> **Your task**
Identify every line in the records below that contains the word "pull", and copy each of those lines.

> **Source material**
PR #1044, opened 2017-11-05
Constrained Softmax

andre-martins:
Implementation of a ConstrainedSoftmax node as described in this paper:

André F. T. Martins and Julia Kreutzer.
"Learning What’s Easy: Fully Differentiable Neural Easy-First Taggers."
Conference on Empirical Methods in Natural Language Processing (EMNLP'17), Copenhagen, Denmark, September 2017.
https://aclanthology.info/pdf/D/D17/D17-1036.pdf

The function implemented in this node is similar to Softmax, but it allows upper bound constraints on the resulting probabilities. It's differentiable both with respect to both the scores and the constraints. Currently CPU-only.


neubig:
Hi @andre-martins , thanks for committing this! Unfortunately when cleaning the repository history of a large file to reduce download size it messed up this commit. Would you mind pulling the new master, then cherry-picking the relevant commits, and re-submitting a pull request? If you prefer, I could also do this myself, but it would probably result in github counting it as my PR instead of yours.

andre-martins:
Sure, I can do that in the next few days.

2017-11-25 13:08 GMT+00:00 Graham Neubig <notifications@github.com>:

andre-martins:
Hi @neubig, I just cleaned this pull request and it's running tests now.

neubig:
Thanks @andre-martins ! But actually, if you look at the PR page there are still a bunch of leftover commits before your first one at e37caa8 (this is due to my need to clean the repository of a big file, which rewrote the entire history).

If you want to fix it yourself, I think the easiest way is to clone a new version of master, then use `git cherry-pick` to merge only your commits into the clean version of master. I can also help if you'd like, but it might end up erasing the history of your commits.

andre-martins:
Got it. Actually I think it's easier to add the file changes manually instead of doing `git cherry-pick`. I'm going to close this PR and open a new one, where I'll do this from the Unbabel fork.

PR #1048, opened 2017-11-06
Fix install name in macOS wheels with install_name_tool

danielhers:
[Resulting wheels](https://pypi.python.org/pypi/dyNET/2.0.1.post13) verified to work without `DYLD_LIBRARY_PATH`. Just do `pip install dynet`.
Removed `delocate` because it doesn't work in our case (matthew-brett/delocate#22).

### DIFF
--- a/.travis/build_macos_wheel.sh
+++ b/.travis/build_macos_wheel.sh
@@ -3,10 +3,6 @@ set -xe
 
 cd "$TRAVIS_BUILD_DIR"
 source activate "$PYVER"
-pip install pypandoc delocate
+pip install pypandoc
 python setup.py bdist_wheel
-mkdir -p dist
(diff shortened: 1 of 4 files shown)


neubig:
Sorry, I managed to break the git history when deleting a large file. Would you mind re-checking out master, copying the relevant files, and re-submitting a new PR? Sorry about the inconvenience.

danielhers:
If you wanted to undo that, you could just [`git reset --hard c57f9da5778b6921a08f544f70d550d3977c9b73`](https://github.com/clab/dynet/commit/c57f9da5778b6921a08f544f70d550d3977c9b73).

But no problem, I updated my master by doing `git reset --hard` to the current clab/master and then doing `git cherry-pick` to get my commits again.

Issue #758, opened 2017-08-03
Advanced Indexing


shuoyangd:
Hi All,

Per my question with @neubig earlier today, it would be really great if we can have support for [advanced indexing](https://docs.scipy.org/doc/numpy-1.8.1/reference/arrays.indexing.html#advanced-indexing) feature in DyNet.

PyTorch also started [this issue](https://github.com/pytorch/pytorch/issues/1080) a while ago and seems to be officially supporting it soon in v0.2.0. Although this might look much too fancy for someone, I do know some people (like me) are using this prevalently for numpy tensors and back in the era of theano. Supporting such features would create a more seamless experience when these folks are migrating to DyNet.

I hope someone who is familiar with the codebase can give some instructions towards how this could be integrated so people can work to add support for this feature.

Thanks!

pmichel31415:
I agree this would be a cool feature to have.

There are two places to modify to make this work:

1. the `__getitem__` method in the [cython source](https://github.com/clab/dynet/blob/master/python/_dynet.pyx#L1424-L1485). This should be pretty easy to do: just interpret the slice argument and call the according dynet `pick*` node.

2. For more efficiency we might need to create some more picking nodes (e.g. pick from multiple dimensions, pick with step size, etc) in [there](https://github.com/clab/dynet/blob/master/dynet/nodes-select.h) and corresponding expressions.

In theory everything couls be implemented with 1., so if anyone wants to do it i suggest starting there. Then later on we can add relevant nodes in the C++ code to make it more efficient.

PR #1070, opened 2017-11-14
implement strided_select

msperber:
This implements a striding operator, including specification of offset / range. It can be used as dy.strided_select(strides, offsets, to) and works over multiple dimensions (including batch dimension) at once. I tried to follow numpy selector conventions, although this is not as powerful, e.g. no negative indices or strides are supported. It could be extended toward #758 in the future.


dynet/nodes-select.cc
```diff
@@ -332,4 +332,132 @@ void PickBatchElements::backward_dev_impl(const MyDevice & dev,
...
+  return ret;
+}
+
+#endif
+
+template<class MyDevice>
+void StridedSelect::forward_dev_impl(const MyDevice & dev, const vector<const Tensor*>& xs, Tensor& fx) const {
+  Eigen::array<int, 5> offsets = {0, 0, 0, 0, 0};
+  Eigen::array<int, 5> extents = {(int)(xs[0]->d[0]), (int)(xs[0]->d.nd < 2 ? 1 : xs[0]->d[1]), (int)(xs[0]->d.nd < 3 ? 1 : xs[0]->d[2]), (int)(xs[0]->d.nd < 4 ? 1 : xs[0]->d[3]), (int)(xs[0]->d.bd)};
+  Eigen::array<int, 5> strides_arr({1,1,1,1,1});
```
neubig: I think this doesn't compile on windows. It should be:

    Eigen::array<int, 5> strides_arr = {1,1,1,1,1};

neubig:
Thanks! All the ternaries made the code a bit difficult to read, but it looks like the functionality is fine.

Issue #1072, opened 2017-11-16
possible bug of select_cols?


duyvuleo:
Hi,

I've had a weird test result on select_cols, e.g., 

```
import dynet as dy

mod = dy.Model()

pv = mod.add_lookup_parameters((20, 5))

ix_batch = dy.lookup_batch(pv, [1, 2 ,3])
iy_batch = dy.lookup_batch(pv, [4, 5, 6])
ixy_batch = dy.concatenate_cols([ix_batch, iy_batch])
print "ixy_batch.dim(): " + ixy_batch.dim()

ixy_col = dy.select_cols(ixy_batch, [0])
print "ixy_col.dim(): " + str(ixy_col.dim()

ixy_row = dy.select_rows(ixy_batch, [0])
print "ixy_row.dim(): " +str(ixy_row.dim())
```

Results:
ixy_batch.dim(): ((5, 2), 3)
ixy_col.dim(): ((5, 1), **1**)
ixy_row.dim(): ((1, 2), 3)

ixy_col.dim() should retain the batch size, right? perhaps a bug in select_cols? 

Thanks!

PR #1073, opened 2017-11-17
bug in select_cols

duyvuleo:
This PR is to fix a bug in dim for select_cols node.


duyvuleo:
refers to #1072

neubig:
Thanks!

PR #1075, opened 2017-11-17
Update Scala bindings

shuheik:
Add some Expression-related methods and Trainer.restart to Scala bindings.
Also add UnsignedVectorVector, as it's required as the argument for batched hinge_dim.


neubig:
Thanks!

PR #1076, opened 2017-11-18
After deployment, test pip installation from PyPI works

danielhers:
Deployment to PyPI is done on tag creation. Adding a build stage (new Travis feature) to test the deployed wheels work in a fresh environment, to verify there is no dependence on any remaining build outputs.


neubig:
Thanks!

> **Solution to this problem**
Hi @andre-martins , thanks for committing this! Unfortunately when cleaning the repository history of a large file to reduce download size it messed up this commit. Would you mind pulling the new master, then cherry-picking the relevant commits, and re-submitting a pull request? If you prefer, I could also do this myself, but it would probably result in github counting it as my PR instead of yours.
Hi @neubig, I just cleaned this pull request and it's running tests now.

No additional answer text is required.